▶ Exercise aim: Check each line of the data below for the word "fmask", then extract the ones that have it.
··········
Issue #390, opened 2026-03-04
Better documentation the surface flux parameterization and its fields


eldavenport:
There are often multiples of each field, one for land, one for ocean and one combined. It's not always clear which is which and we have to figure out how it works every time we look into it.

Issue #328, opened 2025-12-12
Clean up SpeedyPhysics surface fluxes logic


jvmadan:
It's a very confusing file to navigate at the moment, we should clarify the dependencies by reorganizing code and/or adding comments

PR #659, opened 2026-08-19
Publish SPEEDY surface fluxes as flat 2D maps (#645, #328, #390)

### LINKED ISSUE #645: `hfluxn` in `speedy_surface_flux.py` only has 2 channels — missing the land/sea weighted-average channel that all sibling flux arrays compute
# Summary

`get_surface_fluxes` in [`jcm/physics/surface/speedy_surface_flux.py`](jcm/physics/surface/speedy_surface_flux.py) computes five per-surface-type flux arrays — `ustr`, `vstr`, `shf`, `evap`, `rlus` — each shaped `(ix, il, 3)`, where channel 0 is land, channel 1 is sea, and channel 2 is a land/sea-fraction-weighted average computed at the end of the function:

```python
weighted_average = lambda var: var[:, :, 1] + fmask * (var[:, :, 0] - var[:, :, 1])

ustr = ustr.at[:, :, 2].set(weighted_average(ustr))
vstr = vstr.at[:, :, 2].set(weighted_average(vstr))
shf  = shf.at[:, :, 2].set(weighted_average(shf))
evap = evap.at[:, :, 2].set(weighted_average(evap))
rlus = rlus.at[:, :, 2].set(weighted_average(rlus))
```

`hfluxn` (net downward heat flux) is initialized with only 2 channels and is never included in this weighted-average block:

```python
hfluxn = jnp.zeros((ix, il, 2))   # land=0, sea=1 — no channel 2
...
hfluxn = hfluxn.at[:, :, 0].set(...)   # land
...
hfluxn = hfluxn.at[:, :, 1].set(...)   # sea
# no hfluxn[:, :, 2] weighted average — channel 2 doesn't exist
```

`SurfaceFluxData.zeros`/`.ones` in `jcm/physics/speedy/physics_data.py` bake in the same 2-channel default for `hfluxn`, so the shape mismatch is consistent throughout the module — it's not a one-off typo at the call site.

## Root cause

`hfluxn` was never given the same 3-channel treatment as `ustr`/`vstr`/`shf`/`evap`/`rlus`, and the weighted-average block at the end of `get_surface_fluxes` omits it.

# Proposed fix

1. In `get_surface_fluxes`, initialize `hfluxn = jnp.zeros((ix, il, 3))` (matching its siblings) and add `hfluxn = hfluxn.at[:, :, 2].set(weighted_average(hfluxn))` alongside the other four weighted-average assignments.
2. Update `SurfaceFluxData.zeros`/`.ones` defaults in `physics_data.py` to shape `(..., 3)` for `hfluxn`, consistent with `ustr`/`vstr`/`shf`/`evap`/`rlus`.
3. Consider adding a shape assertion (or switching indexing call sites to raise on out-of-bounds rather than relying on JAX's default clamp mode) so a future channel-count mismatch fails loudly instead of silently duplicating data.

# Where

- `jcm/physics/surface/speedy_surface_flux.py` (confirmed present on both `main` and `dev`)
- `jcm/physics/speedy/physics_data.py` (`SurfaceFluxData.zeros`/`.ones`)

# Reported via

Originally surfaced as [climate-analytics-lab/jax-esm#99](https://github.com/climate-analytics-lab/jax-esm/issues/99), which consumes `hfluxn[:, :, 2]` as `total_heat_flux`.

duncanwp:
Closes #645. Takes the linked #328 (*"confusing file … no clear separation"*) and #390 (*"not always clear which is which"*) with it.

## What was wrong

`get_surface_fluxes` carried land, sea and area-weighted values of five fluxes in a trailing channel axis. `hfluxn` had only two channels, so `hfluxn[:, :, 2]` clamped to the sea value rather than raising — and jax-esm's coupler consumed exactly that as its grid-mean heat flux (jax-esm#99). The docs example did `jnp.sum(hfluxn, axis=2)`, adding land and sea together. Both are the same failure: a positional axis where the position carries meaning nothing enforces.

## What this does

Land and sea are now named local values inside the module, and every published field is a 2D map — so `[:, :, 2]` raises instead of clamping. `surface_flux.shf.2` becomes `surface_flux.shf`; the `.0`/`.1` variables are gone.

**The merged values are bit-identical.** I captured the pre-refactor output for nine configurations (the five unit-test cases, pure land, aquaplanet, `fhum0=0.7`, `lskineb=False`) and the refactor reproduces every published field, every tendency, exactly — no ulp drift.

## Design decisions worth your attention

**1. `hfluxn` stays per surface type, as `hfluxn_land` / `hfluxn_sea`.** Dropping the unmerged dimensions entirely would have broken the coupler: `jem/components/jcm_component.py` reads `hfluxn[:, :, 0]` and `[:, :, 1]` to drive its slab **land** and slab **ocean** separately. Those are load-bearing, not diagnostics — `hfluxn` is the flux into the surface *medium*, so a surface component needs its own tile's value and the grid mean is the wrong forcing. The line I drew: fields the atmosphere feels are grid means; fields a surface component integrates are per-tile. `hfluxn` is the only one in the second category today. If Veros ever needs ocean-only wind stress, that argues for `ustr_sea` on the same principle rather than bringing the axis back.

A reviewer argued the deeper fix is to publish whole tile structs (`surface_flux.land.*` / `surface_flux.sea.*`) instead of a name-mangled pair. That is a fair point and I did not do it — worth deciding before a second field needs a tile.

**2. Output variables are renamed.** Unavoidable given the ask, but it is a breaking change for any analysis script keyed on `surface_flux.shf.2`. No in-repo tool reads these names (checked `tools/`, the release-validation health checks and the AeroCom mapper); three demo notebooks did and are fixed. Recorded in the release notes.

**3. SPEEDY checkpoints are invalidated.** `SurfaceFluxData` is part of the physics carry, so its shape change breaks every existing SPEEDY restart file — including `bundles/t31_l8/init_states/speedy_year1.msgpack` on the data mirror. `load_checkpoint` now names the file and the reason instead of surfacing flax's bare leaf-count error. **I'll regenerate and re-upload the mirror state once this merges** (SPEEDY T31 is minutes). Long ECHAM/JAM runs are unaffected — different physics package.

## Bonus: the units table was dead plumbing (#390)

`ComposablePhysics.UNITS_TABLE_CSV_PATH` was `None`, so `jcm/physics/speedy/units_table.csv` **never reached model output** — all 67 SPEEDY variables shipped with no units and no description, which is a large part of why "it's not always clear which is which". Terms now declare their own table and the container gathers them; a test fails if a diagnostic arrives without a row. ECHAM/ICON terms now have a place to put theirs.

## Review

Ran `/code-review high` locally before opening this (8 finder angles). It caught a real regression I had introduced: the land branch's zero arm took its dtype from the state while the computed arm follows the forcing, so a float64 forcing with a float32 state — precisely what the coupler passes — hit `cond branches must have equal output types`. Fixed via `jax.eval_shape`, with a test that fails without it. It also caught that every regression case ran at `fmask=0.5`, where the weighting is symmetric and a swapped merge order is undetectable; there is now a pure-land case.

Tests: 238 passed across the surface, SPEEDY, radiation, cloud, composable-physics, checkpoint and utils suites; `ruff` clean.

### DIFF
--- a/docs/source/release_notes.rst
+++ b/docs/source/release_notes.rst
@@ -28,6 +28,33 @@ Unreleased — transient AMIP forcing
 Unreleased — issue-backlog tidy-up
 ----------------------------------
 
+- **SPEEDY surface fluxes are published as flat 2D maps** (#645, #328,
+  #390). ``ustr``, ``vstr``, ``shf``, ``evap`` and ``rlus`` carried land,
+  sea and area-weighted values in a trailing channel axis, so output files
+  held ``surface_flux.shf.0/.1/.2``. Only the weighted grid mean ever
+  reached the atmosphere, and ``hfluxn`` had no channel for it at all —
+  ``hfluxn[:, :, 2]`` clamped to the sea value instead of raising, which a
+  coupled run consumed as its grid-mean heat flux. Each of these is now a
+  single 2D variable holding the grid mean: **``surface_flux.shf.2``
+  becomes ``surface_flux.shf``**, and the per-surface ``.0``/``.1``
+  variables are gone. The merged values themselves are unchanged.
+
+  ``hfluxn`` is the exception: it drives a surface component's own
+  temperature, so a coupled land or ocean model needs its own tile's
+  value rather than the grid mean. It is published as
+  ``surface_flux.hfluxn_land`` and ``surface_flux.hfluxn_sea`` beside the
+  merged ``surface_flux.hfluxn``.
+
+  **Existing SPEEDY checkpoints will not load**, including the ``t31_l8``
+  init state on the data mirror — the diagnostic struct changed shape.
+  ``load_checkpoint`` now names the file and the reason instead of
+  surfacing a bare leaf-count error. Regenerate the state, or pin the
+  previous release.
+- **Every SPEEDY output variable carries units and a description** (#390).
+  The SPEEDY units table never reached output at all: the composable
+  physics container defined no table, so all 67 variables shipped bare.
+  Terms now declare their own table and the container gathers them, with
+  a test that fails if a new diagnostic arrives without a row.
 - **ECHAM hyperdiffusion now covers every hybrid grid, including L95**
   (#579). ``diffusion.kind=auto`` matched on ``layers == 47``, so the L95
   middle-atmosphere grids — which exist precisely to resolve the
--- a/docs/source/release_notes.rst
+++ b/docs/source/release_notes.rst
@@ -37,13 +37,12 @@ Unreleased — issue-backlog tidy-up
   coupled run consumed as its grid-mean heat flux. Each of these is now a
   single 2D variable holding the grid mean: **``surface_flux.shf.2``
   becomes ``surface_flux.shf``**, and the per-surface ``.0``/``.1``
-  variables are gone. The merged values themselves are unchanged.
+  variables are gone. ``hfluxn`` gains the grid mean it never had. The
+  merged values themselves are unchanged.
 
-  ``hfluxn`` is the exception: it drives a surface component's own
-  temperature, so a coupled land or ocean model needs its own tile's
-  value rather than the grid mean. It is published as
-  ``surface_flux.hfluxn_land`` and ``surface_flux.hfluxn_sea`` beside the
-  merged ``surface_flux.hfluxn``.
+  A coupled surface model that was reading per-tile heat fluxes out of
+  ``hfluxn``'s channels now needs them from its own land/ocean components
+  rather than from the atmosphere's diagnostics.
 
   **Existing SPEEDY checkpoints will not load**, including the ``t31_l8``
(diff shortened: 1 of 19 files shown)


duncanwp:
Dropped `hfluxn_land`/`hfluxn_sea` as requested (a38e6cb) — every published field is now the fmask-weighted grid mean with no exceptions, so there is one semantic in `SurfaceFluxData` and nothing to get wrong about which fields are per-tile. JEM will need its per-tile heat fluxes from its own land/ocean components instead.

The weighting is still pinned without publishing the tiles: `test_fluxes_are_linear_in_the_land_fraction` runs fmask 0, 0.5 and 1 and requires every flux to sit on the straight line between the endpoints, having first asserted the endpoints differ so the check can't go vacuous.

Re-verified after the change: still **bit-identical** to `dev` on every published field across all nine configurations.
··········
▶ Expected answer:
weighted_average = lambda var: var[:, :, 1] + fmask * (var[:, :, 0] - var[:, :, 1])
Ran `/code-review high` locally before opening this (8 finder angles). It caught a real regression I had introduced: the land branch's zero arm took its dtype from the state while the computed arm follows the forcing, so a float64 forcing with a float32 state — precisely what the coupler passes — hit `cond branches must have equal output types`. Fixed via `jax.eval_shape`, with a test that fails without it. It also caught that every regression case ran at `fmask=0.5`, where the weighting is symmetric and a swapped merge order is undetectable; there is now a pure-land case.
Dropped `hfluxn_land`/`hfluxn_sea` as requested (a38e6cb) — every published field is now the fmask-weighted grid mean with no exceptions, so there is one semantic in `SurfaceFluxData` and nothing to get wrong about which fields are per-tile. JEM will need its per-tile heat fluxes from its own land/ocean components instead.
The weighting is still pinned without publishing the tiles: `test_fluxes_are_linear_in_the_land_fraction` runs fmask 0, 0.5 and 1 and requires every flux to sit on the straight line between the endpoints, having first asserted the endpoints differ so the check can't go vacuous.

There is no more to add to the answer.